Excerpts from a dataset
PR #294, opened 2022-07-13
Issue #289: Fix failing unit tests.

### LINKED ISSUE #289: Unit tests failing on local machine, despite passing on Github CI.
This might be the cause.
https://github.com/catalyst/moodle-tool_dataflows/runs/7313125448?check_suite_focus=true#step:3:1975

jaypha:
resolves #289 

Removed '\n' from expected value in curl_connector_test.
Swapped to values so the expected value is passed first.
--
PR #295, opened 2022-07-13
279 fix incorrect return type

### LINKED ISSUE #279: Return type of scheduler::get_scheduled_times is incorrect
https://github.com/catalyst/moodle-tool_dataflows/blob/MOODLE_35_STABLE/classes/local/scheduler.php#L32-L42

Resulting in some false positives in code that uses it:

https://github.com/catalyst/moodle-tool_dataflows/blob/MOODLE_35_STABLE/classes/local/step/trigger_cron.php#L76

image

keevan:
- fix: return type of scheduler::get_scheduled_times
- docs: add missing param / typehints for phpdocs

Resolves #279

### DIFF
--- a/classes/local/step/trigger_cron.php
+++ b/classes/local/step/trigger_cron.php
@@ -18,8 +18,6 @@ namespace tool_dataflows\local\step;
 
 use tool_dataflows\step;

TASK GOAL
Copy the entries above exactly, but only from the line holding "-18,8 +18,6 @@ namespace tool_dataflows\local\step;" through the line holding "use tool_dataflows\step;", both included.

RESPONSE
@@ -18,8 +18,6 @@ namespace tool_dataflows\local\step;
 
 use tool_dataflows\step;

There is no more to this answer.